PROBLEM
Report how many lines of the data contain the string "USTraversalPermissionLabeler". Add nothing.
-*-*-
Issue #751, opened 2021-09-26
Saving shape information in network.dat (r5r)


mvpsaraiva:
R5 currently doesn’t save shape information into the network.dat, which is useful for `PointToPointQuery` used by `r5r`’s `detailed_itineraries() `function. This could be easily changed in [this line,](https://github.com/conveyal/r5/blob/69329442551bff50ea528f6a21c141cf344e0e6f/src/main/java/com/conveyal/r5/transit/TransitLayer.java#L70) by making `SAVE_SHAPES` not final so we could change it at runtime from `r5r`. 

Perhaps if you prefer a more robust implementation, like passing a parameter via `TNBuilderConfig` (#644), I'm happy to help.

ansoncfit:
Thanks, @mvpsaraiva. 

Including `saveShapes` as an option in a new `networkBuildConfig` would be interesting. Beyond `PointToPoint` mode, this could also allow for more precise path display in Conveyal's publishable stakeholder engagement sites. Without saving shapes, these sites fall back to stop-to-stop lines:

https://github.com/conveyal/r5/blob/3c63f05d72fc2e0fa4f59e4e3498366e5d5e129e/src/main/java/com/conveyal/r5/transit/TripPattern.java#L193-L205

abyrd:
I think this constant `SAVE_SHAPES` exists because we had the functionality to save shapes and didn't need it for any current use case, but we didn't want to remove the code, expecting we would have use cases in the future. It is just a hardcoded placeholder parameter. It makes sense to me to promote this to a TNBuilderConfig field.

Issue #643, opened 2020-11-01
Option to disallow walking on street when separate sidewalks present


ansoncfit:
In some places, OSM has sidewalks mapped separately from the main carriageways:

> When a sidewalk is mapped separately, add the tag sidewalk=separate to the carriageway it borders – this prevents mappers from describing the sidewalk twice. https://wiki.openstreetmap.org/wiki/Guidelines_for_pedestrian_navigation#Sidewalks_and_crossings

It's straightforward to disallow walking on such carriageways, but we should allow users to specify whether they want to build networks with the stricter walking traversal permissions, because it may affect results in unexpected ways.

PR #943, opened 2024-10-02
Add custom walking traversal permissions via TransportNetworkConfig

ansoncfit:
Users want the ability to configure different traversal permission labeling approaches (e.g., disallowing walking on any links that allow driving, under the assumption complete and separate sidewalk networks are available, see https://github.com/conveyal/r5/issues/643) 

This PR should be considered together with #941. Together with those changes, this PR allows users to build networks using a new experimental `SidewalkTraversalPermissionLabeler` with stricter walking permissions that are likely to be appropriate as more complete sidewalk networks become available.

Based on discussions in a work session a couple months ago, this PR removes the `buildNetworkFromBundleZip` method that has been unsupported since 2016.

This PR partly addresses https://github.com/conveyal/r5/issues/751 by passing `TransportNetworkConfig` values in `PointToPointRouterServer` use. The remaining piece of that r5r-related issue is allowing users to specify whether to save detailed GTFS shapes (which will be useful for us in publishing Taui sites, see #644)

### DIFF
--- a/src/main/java/com/conveyal/r5/streets/StreetLayer.java
+++ b/src/main/java/com/conveyal/r5/streets/StreetLayer.java
@@ -6,12 +6,14 @@ import com.conveyal.osmlib.OSM;
 import com.conveyal.osmlib.OSMEntity;
 import com.conveyal.osmlib.Relation;
 import com.conveyal.osmlib.Way;
+import com.conveyal.r5.analyst.cluster.TransportNetworkConfig;
 import com.conveyal.r5.analyst.scenario.PickupWaitTimes;
 import com.conveyal.r5.api.util.BikeRentalStation;
 import com.conveyal.r5.api.util.ParkRideParking;
 import com.conveyal.r5.common.GeometryUtils;
 import com.conveyal.r5.labeling.LevelOfTrafficStressLabeler;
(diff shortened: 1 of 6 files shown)


src/main/java/com/conveyal/r5/streets/StreetLayer.java
```diff
@@ -209,6 +211,16 @@ public StreetLayer() {
         speedLabeler = new SpeedLabeler(SpeedConfig.defaultConfig());
     }
 
+    public StreetLayer(TransportNetworkConfig config) {
+        this();
+        if (config != null && config.traversalPermissionLabeler != null) {
+            // TODO cleaner mapping
```
abyrd, line 217: This can be done with switch expressions, for example:

```
        if (config != null) {
            permissionLabeler = switch (config.traversalPermissionLabeler) {
                case "sidewalk" -> new SidewalkTraversalPermissionLabeler();
                case null -> new USTraversalPermissionLabeler();
                default -> throw new IllegalArgumentException("Unknown traversal permission labeler: " + config.traversalPermissionLabeler);
            };
        } else {
            permissionLabeler = new USTraversalPermissionLabeler();
        }
```

trevorgerhardt (approved):
Config key appears to work as intended when testing walk times.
-*-*-
ANSWER TO THIS EXERCISE
2